### Task:
Copy each line that includes the string "sudo" from the material into your answer.
___ Records to use
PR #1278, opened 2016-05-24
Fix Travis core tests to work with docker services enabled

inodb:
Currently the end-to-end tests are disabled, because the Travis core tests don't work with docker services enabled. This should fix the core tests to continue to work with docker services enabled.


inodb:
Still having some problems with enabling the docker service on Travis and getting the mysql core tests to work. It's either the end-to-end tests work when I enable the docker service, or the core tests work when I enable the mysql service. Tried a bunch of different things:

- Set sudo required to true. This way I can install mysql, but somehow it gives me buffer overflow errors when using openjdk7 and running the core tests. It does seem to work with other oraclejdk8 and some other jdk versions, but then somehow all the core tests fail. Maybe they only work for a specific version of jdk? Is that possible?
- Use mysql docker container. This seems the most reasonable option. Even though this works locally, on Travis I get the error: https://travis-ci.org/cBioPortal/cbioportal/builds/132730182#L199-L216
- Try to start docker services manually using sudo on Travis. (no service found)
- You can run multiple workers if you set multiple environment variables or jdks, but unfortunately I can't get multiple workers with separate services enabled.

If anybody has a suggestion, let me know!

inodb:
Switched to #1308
______
___ Records to use
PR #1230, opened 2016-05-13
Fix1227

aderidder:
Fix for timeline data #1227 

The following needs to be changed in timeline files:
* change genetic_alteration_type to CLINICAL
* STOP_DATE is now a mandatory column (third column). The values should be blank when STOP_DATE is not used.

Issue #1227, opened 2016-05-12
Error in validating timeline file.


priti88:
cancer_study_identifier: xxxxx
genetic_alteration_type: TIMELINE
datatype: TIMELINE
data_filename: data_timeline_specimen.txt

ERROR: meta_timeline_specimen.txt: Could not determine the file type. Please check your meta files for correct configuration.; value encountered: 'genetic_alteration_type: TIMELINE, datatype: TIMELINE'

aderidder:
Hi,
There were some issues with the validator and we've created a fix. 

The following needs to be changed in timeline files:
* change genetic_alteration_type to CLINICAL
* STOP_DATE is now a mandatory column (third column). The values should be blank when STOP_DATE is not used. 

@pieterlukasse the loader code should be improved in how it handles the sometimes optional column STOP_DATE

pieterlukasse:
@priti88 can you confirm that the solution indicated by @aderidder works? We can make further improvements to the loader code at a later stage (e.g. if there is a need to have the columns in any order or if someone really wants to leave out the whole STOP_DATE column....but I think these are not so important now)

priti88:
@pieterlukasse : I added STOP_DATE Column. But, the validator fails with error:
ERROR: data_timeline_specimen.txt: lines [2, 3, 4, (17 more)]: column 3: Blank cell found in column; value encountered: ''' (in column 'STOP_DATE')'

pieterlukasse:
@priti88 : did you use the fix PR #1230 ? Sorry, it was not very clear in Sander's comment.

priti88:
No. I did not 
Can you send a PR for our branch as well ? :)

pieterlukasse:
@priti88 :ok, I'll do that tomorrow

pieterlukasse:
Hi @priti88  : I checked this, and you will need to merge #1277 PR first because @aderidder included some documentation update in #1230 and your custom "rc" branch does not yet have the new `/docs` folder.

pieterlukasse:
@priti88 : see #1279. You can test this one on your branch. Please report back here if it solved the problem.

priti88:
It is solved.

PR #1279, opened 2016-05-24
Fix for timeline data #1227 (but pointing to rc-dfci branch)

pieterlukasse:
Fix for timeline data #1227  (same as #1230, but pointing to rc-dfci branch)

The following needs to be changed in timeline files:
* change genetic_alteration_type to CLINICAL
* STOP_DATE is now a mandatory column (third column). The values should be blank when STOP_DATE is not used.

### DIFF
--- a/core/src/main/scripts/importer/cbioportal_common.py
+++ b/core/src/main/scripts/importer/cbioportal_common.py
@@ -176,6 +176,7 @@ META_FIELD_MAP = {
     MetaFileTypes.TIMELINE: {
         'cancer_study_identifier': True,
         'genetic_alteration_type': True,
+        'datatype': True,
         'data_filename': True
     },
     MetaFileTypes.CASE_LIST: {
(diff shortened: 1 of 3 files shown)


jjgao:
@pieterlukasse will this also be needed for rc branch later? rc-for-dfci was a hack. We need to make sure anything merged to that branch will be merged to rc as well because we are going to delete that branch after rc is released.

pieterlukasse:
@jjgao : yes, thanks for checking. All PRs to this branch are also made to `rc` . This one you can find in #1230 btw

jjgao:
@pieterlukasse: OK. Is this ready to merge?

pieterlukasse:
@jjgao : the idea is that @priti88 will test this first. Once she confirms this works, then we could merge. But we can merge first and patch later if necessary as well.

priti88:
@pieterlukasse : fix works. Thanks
______
___ Records to use
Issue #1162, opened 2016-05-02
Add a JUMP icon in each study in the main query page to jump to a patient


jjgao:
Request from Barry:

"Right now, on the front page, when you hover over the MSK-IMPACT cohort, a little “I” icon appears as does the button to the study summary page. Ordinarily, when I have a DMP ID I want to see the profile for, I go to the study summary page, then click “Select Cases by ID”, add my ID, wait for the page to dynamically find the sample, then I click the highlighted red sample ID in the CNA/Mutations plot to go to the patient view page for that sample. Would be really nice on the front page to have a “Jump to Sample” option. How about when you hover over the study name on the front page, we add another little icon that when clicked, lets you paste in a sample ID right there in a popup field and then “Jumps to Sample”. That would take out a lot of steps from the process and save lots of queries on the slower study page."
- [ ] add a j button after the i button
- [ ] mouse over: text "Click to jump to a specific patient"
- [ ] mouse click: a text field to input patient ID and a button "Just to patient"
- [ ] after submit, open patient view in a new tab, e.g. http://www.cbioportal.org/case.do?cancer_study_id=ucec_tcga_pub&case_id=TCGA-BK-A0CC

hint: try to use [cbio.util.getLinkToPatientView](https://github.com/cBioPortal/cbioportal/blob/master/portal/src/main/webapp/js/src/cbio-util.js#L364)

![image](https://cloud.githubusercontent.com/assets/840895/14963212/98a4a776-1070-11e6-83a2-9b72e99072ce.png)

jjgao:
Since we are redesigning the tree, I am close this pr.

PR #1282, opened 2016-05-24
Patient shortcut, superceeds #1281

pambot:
______
### Answer section:
- Set sudo required to true. This way I can install mysql, but somehow it gives me buffer overflow errors when using openjdk7 and running the core tests. It does seem to work with other oraclejdk8 and some other jdk versions, but then somehow all the core tests fail. Maybe they only work for a specific version of jdk? Is that possible?
- Try to start docker services manually using sudo on Travis. (no service found)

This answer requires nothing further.